▸ **TASK DETAILS**:
The lines to return are those below that contain the word "change".

▸ **PROVIDED INFORMATION**:
PR #214, opened 2015-07-26
check if the internal consumer is running.

fortime:
The rebalance may have been finished before we check if we are rebalancing. So we check if the internal consumer is running before we raise an exception.

### DIFF
--- a/pykafka/balancedconsumer.py
+++ b/pykafka/balancedconsumer.py
@@ -594,6 +594,9 @@ class BalancedConsumer():
                 # don't raise the exception if we're rebalancing
                 if self._rebalancing_lock.locked():
                     continue
+                # rebalancing has been finished
+                if self._consumer.running:
+                    continue
                 raise
             if message:
                 self._last_message_time = time.time()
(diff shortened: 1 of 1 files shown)


yungchin:
:+1:

pykafka/balancedconsumer.py
```diff
@@ -594,6 +594,9 @@ def consumer_timed_out():
                 # don't raise the exception if we're rebalancing
                 if self._rebalancing_lock.locked():
                     continue
+                # rebalancing has been finished
+                if self._consumer.running:
```
emmett9001: Seems like this could be combined with the above check like this:

```python
if self._rebalancing_lock.locked() or self._consumer.running:
    continue
```

fortime: Oh, yes. I will change it.

emmett9001:
It's not clear why this change is needed. Can you further explain the failure case?

yungchin:
IIUC, there's a small chance that a rebalance is going on, which finishes just between receiving the `ConsumerStoppedException` and checking the rebalancing lock on the next line - so at that point you expect the new `self._consumer` to have started. So then this change would avoid propagating the exception when it's not really necessary.

emmett9001:
Makes sense to me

▸ **WRITTEN ANSWER**:
fortime: Oh, yes. I will change it.
It's not clear why this change is needed. Can you further explain the failure case?
IIUC, there's a small chance that a rebalance is going on, which finishes just between receiving the `ConsumerStoppedException` and checking the rebalancing lock on the next line - so at that point you expect the new `self._consumer` to have started. So then this change would avoid propagating the exception when it's not really necessary.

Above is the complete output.